I'm on insulin, but still take Metformin.  Was taking 3 a day, but now one - my weight has crept back on again, but it's because I've been eating more, not sure the Metformin made any difference.

I had trouble loosing weight prior to diagnosis, but was diagnosed with an under active thyroid at same time, hence the cause - managed to loose a couple of stone after that - with willpower and exercise.  It was so disheartening before that when I just couldn't seem to loose it, and gave up, so hang on in there Carina.  Don't always believe the weigh and height chart thing either - I did a Boots body mass index thing and if I went down to the weight it suggested, I would have been positively underweight and far too thin.  Go for where you feel comfortable and healthy.  Particularly, as Northerner says - if you're exercising, you may have more muscle mass, weigh a little more,but be toned and the right size for you!


----------



## RachelT (Jun 10, 2012)

I was always told that Metformin helped you lose weight....they say victoza and byetta are even better in that respect.  I don't think it works for everyone, i can't say it's had a drastic effect on me, i've lost a little weight (down a size and a half in trousers and underpants) but nothing spectacular, and that might just be on managing to (nearly) kick the chocolate habit. i think some people just have more trouble losing weight than others, some bloke on a Horizon program said that there seemed to be a genetic link to the ability to lose weight.

Rachel


----------



## MaryPlain (Aug 22, 2012)

Hi there, just want to add to the encouraging words others have posted with this:

I originally had 5 stone to lose and like you was very disheartened when after 3 weeks I'd hardly lost anything, but the fourth week it started to budge!

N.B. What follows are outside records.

Issue #225, opened 2020-06-19
add "--timeout" option to pull-cip-lint job 


yodahekinsew:
The pull-cip-lint job will randomly fail on some pull requests due to timeout. Issue should be fixed by simply adding the "--timeout" option to the job with an arbitrary amount of time (something like 2 seconds).

listx:
We invoke the pull-cip-lint job here: https://github.com/kubernetes/test-infra/blob/157a58118f01633f69d1623a09a49fb39f771d79/config/jobs/kubernetes/sig-release/cip/container-image-promoter.yaml#L122 with just "make lint-ci". Can you add the flag to our Makefile?

yodahekinsew:
fixed with pull request #229

PR #229, opened 2020-06-24
added --timeout option to make lint

yodahekinsew:
The pull-cip-lint job sometimes fails on pull requests due to timeout issues. In order to fix this, the "--timeout" flag has been added to ensure that the job runs for long enough to finish. Fixing issue #225.


yodahekinsew:
\cc @listx @prathak07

Eventually I lost 5 stone, it took me about 2 years as occasionally I had weeks where I got stuck, even though I was eating about half of what I used previously to eat!

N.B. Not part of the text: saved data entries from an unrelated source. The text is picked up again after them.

PR #231, opened 2020-06-25
increased timeout of golangci-lint and added verbosity flag

yodahekinsew:
Despite adding the --timeout flag to the make lint target, the pull-cip-lint job is still failing due to timeouts. Increased the timeout of the linter from 2 seconds to 5 minutes, and added a verbosity flag in order to see why failures might be occurring.

### DIFF
--- a/Makefile
+++ b/Makefile
@@ -22,7 +22,9 @@ image-load-cip-auditor-e2e:
 image-push-cip-auditor-e2e:
 	bazel run //test-e2e/cip-auditor:push-cip-auditor-test
 lint:
-	GO111MODULE=on golangci-lint --timeout=2s run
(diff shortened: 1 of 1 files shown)


Makefile
```diff
@@ -22,7 +22,7 @@ image-load-cip-auditor-e2e:
 image-push-cip-auditor-e2e:
 	bazel run //test-e2e/cip-auditor:push-cip-auditor-test
 lint:
-	GO111MODULE=on golangci-lint --timeout=2s run
+	GO111MODULE=on golangci-lint run -v --timeout=5m
```
listx, line 25: Can you move each flag to its own line with `\`? I don't like it when we have 1-line diffs and more than 1 thing is changed in it.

At those points as I'm type 1 I was using my insulin doses as a rough rule of thumb to how much to eat, and I found that if I had 6 units with my evening meal (60g carbs) my weight loss slowed, but on 4 units (40g carbs) it resumed.

The last time I had tried to diet I was in my twenties and it was a real shock to find that I didn't lose half a stone in the first week as I used to back then!


----------



## careyjm (Oct 24, 2012)

I have tried SW and WW, initially lose a few pounds and then get disheartened. I have been on Insulin and Metformin for 10 years and am overweight and my sugar control is bad. 

I am trying to be more active and watch my portion size but it is hard, a couple of years ago I was severely depressed and was put on Prozac and the weight dropped off me, unfortunately its all back now. Don't think it was the Prozac it was probably because I had a small appetite.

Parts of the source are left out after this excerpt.